# how to darken french polish



## frosties (9 Jun 2012)

Hi, I've used 2 coats of sanding sealer then 2 coats of french polsh to this marine ply. Its turned a very orange colour and I'd lke it to be far darker brown and not orange. How can I make french polish dark brown in colour?

is there a pigment I can add to french polish to make it darker and not orange?

http://www.flickr.com/photos/[email protected]/7337558448/


----------



## frosties (9 Jun 2012)

Untitled by frostie's, on Flickr


----------



## houtslager (10 Jun 2012)

Burnt umber wll make it brown, bt it will hide to some extent the timber grain.

hth,

K


----------



## frosties (10 Jun 2012)

Cheers. Thats kind of the idea. The ply end grain is too in your face. I hope if its darker it will be a little more subtle


----------



## Sgian Dubh (10 Jun 2012)

You can also adjust the colour by adding an appropriate dye. In this case you use a spirit dye because the solvent used in the dye is alcohol, the same solvent that's in the shellac polish. This technique is common practice and known as toning. It's a technique I introduce learners to, as well as a lot of other finishing, and particularly useful if you are spraying the polish. I can't tell from your question if you are applying the shellac with a spray gun, a rag, or a brush.
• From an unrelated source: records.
Issue #1181, opened 2024-11-07
ConfigurationProfileBuilder withAwsCredentialsProviderHandler is not working


ivankhoosty:
### Describe the bug

I wanted to set an (existing) awsCredentialsProvider bean for the driver to use, rather than fallback to DefaultCredentialsProvider, and it didn't work. Looking at the code, ConfigurationProfileBuilder withAwsCredentialsProviderHandler never calls AwsCredentialsManager.setCustomHandler to actually use the provided AwsCredentialsProviderHandler.

### Expected Behavior

ConfigurationProfileBuilder withAwsCredentialsProviderHandler should make sure that AwsCredentialsProviderHandler with awsCredentialsProvider is used by the driver in aws sdk calls.

### What plugins are used? What other connection properties were set?

ConnectTimeConnectionPluginFactory, ExecutionTimeConnectionPluginFactory, AuroraInitialConnectionStrategyPluginFactory, AuroraConnectionTrackerPluginFactory, FailoverConnectionPluginFactory, IamAuthConnectionPluginFactory

### Current Behavior

 ConfigurationProfileBuilder.get().withAwsCredentialsProviderHandler((hostSpec, props) -> awsCredentialsProvider) isn't doing anything, so it's necessary to call: AwsCredentialsManager.setCustomHandler((hostSpec, props) -> awsCredentialsProvider);

### Reproduction Steps

ConfigurationProfileBuilder.get().withAwsCredentialsProviderHandler((hostSpec, props) -> awsCredentialsProvider)

then observe that this awsCredentialsProvider is never used in aws sdk calls.

### The AWS Advanced JDBC Driver version used

2.5.2

### JDK version used

21.0.1

### Operating System and version

unix

aaron-congo:
Hi @ivankhoosty ,

We have just merged in a fix. Could you kindly checkout our latest [snapshot](https://github.com/aws/aws-advanced-jdbc-wrapper/blob/main/docs/using-the-jdbc-driver/UsingTheJdbcDriver.md#using-a-snapshot-of-the-driver) build and let us know if the issue still persists?

Thank you!

aaron-congo:
Hi @ivankhoosty,

The fix is now available in the recently released v2.5.3 of the driver. Since the fix is now released I will be closing this ticket. Please feel free to re-open or create a new ticket if you encounter any issues.

Thank you!

ivankhoosty:
[...]

PR #1183, opened 2024-11-07
fix: use the AwsCredentialsProviderHandler from the ConfigurationProfile when it is defined

aaron-congo:
### Description

- Addresses #1181
- This PR fixes a bug where passing an AwsCredentialsProviderHandler to a ConfigurationProfile had no effect because it was never used anywhere.

### DIFF
--- a/wrapper/src/main/java/software/amazon/jdbc/plugin/AwsSecretsManagerConnectionPlugin.java
+++ b/wrapper/src/main/java/software/amazon/jdbc/plugin/AwsSecretsManagerConnectionPlugin.java
@@ -49,6 +49,7 @@ import software.amazon.jdbc.JdbcCallable;
 import software.amazon.jdbc.PluginService;
 import software.amazon.jdbc.PropertyDefinition;
 import software.amazon.jdbc.authentication.AwsCredentialsManager;
+import software.amazon.jdbc.profile.ConfigurationProfile;
 import software.amazon.jdbc.util.Messages;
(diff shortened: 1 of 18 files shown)


wrapper/src/main/java/software/amazon/jdbc/plugin/AwsSecretsManagerConnectionPlugin.java
```diff
@@ -175,7 +176,12 @@ public AwsSecretsManagerConnectionPlugin(final PluginService pluginService, fina
 
     this.secretKey = Pair.of(secretId, region);
 
+    ConfigurationProfile profile = this.pluginService.getConfigurationProfile();
```
aaron-congo, line 179: Does this block need to be added to the OktaAuth or FederatedAuth plugins? I noticed they use credentials providers, but they do not use AwsCredentialsManager, instead they use a CredentialsProviderFactory. The only implementation o f CredentialsProviderFactory always uses AnonymousCredentialsProvider. Should these plugins be using the credentials provider defined by either the ConfigurationProfile or the AwsCredentialsManager?

aaron-congo: talked with Karen and Aaron and they said Okta and Federated Auth should not be using the custom handler

sergiyvamz (approved):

Adding solid undissolvable pigment makes the polish more like a paint (opaque) which will tend to hide grain pattern, whereas tinting the polish with dye doesn't and the applied polish is translucent (light passes through) meaning it doesn't obscure the grain so much. You'll need to decide which effect you either need or prefer. Slainte.


----------



## [email protected] (10 Jun 2012)

to get rid of orange you would need to tint extra coats of french polish with blue spirit powder but be careful and use only the tiniest amounts to achieve the most subtle of changes. Best to try on some scrap. If brush coating I would expect to have to brush 2 further coats to achieve a result, each with the tiniest tint of blue. Black is another option but be aware that both blue or black will produce coldand dirty looking colours if you are not careful.

and then the whole lot fades in 5 years time and you're back to square one :lol:


----------